▸ TASK BRIEF: Go over the data below line by line, and state how many lines contain the string "contract". Give the number only.

▸ GIVEN RECORDS:

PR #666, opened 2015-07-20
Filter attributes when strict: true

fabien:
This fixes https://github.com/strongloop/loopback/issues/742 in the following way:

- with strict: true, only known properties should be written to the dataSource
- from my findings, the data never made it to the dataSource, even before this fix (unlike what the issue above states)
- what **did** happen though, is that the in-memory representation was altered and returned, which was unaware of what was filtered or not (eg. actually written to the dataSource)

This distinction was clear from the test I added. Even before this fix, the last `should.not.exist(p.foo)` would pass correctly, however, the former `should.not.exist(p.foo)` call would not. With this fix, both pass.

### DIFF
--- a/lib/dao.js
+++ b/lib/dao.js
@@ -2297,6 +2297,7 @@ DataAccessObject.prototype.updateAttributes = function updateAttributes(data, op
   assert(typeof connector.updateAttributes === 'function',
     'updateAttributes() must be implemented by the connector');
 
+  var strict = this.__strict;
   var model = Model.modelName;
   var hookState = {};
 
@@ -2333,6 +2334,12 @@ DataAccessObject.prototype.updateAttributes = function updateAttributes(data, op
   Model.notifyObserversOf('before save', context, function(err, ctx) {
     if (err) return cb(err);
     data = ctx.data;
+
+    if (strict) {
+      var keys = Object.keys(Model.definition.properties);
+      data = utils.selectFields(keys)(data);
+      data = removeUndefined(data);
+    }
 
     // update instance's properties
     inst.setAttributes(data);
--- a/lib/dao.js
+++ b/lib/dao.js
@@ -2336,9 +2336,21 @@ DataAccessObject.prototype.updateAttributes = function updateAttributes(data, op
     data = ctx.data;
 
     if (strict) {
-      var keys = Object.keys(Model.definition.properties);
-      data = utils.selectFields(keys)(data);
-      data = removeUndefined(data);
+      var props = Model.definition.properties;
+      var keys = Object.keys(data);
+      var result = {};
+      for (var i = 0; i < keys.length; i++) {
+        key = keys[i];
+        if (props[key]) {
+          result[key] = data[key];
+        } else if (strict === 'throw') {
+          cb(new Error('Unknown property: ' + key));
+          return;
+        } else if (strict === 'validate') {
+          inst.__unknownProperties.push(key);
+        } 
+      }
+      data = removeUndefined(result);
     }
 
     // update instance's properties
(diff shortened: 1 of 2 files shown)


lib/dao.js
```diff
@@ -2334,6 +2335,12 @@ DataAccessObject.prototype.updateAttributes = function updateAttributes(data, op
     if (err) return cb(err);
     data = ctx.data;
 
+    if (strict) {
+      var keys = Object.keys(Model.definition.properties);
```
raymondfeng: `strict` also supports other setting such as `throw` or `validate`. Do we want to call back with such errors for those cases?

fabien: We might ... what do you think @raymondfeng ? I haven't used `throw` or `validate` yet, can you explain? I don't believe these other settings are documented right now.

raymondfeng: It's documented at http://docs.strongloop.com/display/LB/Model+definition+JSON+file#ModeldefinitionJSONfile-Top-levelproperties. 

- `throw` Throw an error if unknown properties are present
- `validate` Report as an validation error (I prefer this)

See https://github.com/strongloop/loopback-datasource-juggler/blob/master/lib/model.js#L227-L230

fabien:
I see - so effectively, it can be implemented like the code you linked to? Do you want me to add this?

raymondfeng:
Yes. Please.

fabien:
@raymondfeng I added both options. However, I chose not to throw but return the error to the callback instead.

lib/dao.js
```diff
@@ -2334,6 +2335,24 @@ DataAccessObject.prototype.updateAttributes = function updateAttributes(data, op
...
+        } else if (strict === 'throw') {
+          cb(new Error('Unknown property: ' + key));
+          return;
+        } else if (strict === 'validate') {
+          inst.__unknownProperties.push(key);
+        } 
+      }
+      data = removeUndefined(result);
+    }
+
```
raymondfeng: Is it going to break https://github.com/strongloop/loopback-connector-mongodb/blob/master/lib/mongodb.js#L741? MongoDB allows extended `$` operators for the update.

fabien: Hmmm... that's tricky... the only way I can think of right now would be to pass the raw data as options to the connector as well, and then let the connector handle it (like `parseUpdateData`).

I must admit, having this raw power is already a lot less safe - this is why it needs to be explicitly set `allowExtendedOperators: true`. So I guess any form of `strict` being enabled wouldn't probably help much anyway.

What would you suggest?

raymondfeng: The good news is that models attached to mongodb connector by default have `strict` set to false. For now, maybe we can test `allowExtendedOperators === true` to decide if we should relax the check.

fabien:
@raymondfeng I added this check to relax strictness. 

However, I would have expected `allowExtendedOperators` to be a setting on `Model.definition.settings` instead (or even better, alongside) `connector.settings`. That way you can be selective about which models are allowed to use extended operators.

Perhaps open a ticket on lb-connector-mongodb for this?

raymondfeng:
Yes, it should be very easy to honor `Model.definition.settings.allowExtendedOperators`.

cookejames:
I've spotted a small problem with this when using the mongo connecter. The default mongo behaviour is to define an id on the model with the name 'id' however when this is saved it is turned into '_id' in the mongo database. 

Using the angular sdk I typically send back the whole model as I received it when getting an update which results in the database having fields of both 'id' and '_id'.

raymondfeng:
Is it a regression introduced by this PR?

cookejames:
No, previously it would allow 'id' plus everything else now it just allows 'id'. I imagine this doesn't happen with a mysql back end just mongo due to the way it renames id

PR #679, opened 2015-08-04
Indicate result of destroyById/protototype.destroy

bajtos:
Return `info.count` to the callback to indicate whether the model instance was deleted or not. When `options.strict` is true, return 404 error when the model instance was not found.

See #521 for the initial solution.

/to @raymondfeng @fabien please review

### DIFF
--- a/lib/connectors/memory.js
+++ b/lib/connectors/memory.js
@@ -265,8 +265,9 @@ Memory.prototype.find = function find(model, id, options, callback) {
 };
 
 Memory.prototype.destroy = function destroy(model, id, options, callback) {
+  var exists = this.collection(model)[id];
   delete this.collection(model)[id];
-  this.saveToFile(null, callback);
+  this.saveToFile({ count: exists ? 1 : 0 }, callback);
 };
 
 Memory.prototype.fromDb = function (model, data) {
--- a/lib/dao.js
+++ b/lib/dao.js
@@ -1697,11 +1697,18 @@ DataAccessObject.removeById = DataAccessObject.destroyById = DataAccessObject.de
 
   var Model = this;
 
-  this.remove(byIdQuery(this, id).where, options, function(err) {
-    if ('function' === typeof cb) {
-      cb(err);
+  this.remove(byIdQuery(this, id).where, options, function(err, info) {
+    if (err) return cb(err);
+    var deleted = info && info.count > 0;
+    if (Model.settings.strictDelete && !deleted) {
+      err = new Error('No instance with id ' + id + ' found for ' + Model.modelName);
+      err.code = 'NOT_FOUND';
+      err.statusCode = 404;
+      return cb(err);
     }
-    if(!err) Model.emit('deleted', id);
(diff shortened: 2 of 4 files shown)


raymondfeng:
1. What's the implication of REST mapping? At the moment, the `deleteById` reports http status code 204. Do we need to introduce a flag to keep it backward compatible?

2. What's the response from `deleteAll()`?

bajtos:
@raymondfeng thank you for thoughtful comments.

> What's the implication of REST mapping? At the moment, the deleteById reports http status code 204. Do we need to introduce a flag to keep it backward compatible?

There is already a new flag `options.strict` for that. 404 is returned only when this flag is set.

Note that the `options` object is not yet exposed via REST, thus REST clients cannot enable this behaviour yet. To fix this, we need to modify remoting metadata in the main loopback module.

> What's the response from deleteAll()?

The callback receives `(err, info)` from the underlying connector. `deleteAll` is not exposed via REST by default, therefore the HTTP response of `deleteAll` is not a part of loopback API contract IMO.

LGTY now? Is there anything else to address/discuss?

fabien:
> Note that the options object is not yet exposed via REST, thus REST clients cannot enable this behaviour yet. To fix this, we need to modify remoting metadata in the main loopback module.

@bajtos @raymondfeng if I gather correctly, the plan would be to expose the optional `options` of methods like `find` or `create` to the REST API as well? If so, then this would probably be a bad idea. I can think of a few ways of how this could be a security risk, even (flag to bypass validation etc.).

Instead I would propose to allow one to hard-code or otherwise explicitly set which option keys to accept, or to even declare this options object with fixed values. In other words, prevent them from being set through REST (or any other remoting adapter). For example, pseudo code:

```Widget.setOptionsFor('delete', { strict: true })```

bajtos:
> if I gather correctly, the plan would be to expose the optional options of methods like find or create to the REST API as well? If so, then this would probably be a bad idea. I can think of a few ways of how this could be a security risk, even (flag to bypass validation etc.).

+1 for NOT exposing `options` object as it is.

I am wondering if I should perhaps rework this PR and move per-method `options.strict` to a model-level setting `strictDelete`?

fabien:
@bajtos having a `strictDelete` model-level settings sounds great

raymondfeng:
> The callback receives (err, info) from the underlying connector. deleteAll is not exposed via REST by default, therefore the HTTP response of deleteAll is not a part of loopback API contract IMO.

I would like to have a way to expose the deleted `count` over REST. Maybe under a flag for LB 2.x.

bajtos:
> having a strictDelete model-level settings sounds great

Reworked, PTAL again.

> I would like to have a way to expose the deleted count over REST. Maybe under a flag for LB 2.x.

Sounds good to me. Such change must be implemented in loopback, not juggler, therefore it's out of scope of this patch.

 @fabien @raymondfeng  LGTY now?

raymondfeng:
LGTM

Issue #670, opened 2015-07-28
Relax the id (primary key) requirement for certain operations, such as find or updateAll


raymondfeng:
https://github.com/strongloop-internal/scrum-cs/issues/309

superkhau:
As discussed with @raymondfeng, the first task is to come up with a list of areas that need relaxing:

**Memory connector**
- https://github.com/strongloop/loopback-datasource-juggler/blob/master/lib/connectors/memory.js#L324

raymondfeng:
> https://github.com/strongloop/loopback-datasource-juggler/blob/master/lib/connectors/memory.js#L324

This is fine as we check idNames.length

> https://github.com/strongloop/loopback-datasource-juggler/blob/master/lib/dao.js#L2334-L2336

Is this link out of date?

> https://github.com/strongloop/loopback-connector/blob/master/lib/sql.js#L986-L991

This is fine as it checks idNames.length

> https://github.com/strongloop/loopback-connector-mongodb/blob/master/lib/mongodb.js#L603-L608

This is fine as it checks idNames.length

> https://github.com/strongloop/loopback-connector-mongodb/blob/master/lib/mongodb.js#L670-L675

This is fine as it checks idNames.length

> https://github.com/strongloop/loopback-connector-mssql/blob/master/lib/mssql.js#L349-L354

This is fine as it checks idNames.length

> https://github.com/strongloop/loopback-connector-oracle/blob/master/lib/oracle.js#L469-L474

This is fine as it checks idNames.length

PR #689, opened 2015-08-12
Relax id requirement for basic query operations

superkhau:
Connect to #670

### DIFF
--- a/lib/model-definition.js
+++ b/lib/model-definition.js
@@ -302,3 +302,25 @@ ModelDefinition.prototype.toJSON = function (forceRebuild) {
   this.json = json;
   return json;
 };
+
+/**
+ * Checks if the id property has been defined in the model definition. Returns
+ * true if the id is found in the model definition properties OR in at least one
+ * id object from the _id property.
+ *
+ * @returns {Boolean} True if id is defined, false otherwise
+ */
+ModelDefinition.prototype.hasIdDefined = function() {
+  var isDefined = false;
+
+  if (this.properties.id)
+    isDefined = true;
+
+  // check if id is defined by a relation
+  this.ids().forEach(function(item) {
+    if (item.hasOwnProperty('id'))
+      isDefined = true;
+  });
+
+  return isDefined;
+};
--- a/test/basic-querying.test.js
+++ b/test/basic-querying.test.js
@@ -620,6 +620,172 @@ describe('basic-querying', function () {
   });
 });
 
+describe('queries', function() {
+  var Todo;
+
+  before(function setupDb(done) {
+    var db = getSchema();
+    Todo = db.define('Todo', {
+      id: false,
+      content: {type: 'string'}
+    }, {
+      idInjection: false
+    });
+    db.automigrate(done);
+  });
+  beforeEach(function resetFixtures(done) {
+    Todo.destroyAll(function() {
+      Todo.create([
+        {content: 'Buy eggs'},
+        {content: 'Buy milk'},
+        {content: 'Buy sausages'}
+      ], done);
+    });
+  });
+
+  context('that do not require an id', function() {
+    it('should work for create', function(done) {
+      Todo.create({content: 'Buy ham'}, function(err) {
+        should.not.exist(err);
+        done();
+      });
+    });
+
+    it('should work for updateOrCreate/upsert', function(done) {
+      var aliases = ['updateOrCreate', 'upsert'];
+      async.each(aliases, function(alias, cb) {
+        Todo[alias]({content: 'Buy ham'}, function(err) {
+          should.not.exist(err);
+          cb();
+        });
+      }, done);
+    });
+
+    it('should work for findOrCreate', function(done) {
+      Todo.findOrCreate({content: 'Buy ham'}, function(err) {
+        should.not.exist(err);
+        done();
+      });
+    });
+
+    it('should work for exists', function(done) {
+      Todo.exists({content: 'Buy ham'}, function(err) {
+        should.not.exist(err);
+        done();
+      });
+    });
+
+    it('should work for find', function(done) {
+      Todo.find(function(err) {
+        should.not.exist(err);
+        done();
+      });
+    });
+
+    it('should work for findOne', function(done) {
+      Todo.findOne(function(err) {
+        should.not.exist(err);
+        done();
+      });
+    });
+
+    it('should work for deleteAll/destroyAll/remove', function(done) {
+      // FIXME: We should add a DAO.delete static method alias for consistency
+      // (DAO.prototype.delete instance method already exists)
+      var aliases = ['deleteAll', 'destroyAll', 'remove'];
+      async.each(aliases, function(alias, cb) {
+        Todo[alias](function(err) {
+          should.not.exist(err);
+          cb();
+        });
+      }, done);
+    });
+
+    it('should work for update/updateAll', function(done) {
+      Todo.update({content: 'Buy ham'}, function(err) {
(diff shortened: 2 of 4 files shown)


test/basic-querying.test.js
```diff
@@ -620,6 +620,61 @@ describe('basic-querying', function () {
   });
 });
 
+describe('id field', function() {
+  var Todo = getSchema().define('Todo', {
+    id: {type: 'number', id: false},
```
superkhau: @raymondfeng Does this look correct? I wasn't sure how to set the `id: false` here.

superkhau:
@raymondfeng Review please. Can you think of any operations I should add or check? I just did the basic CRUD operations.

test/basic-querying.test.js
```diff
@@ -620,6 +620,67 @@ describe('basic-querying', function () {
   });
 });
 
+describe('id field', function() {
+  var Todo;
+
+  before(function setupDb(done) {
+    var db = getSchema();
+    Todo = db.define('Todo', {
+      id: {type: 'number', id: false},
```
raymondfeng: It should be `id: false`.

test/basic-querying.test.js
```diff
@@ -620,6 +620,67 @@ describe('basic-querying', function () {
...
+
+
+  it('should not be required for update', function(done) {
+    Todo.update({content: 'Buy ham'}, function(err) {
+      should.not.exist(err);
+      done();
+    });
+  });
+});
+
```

▸ EXERCISE RESULT: 2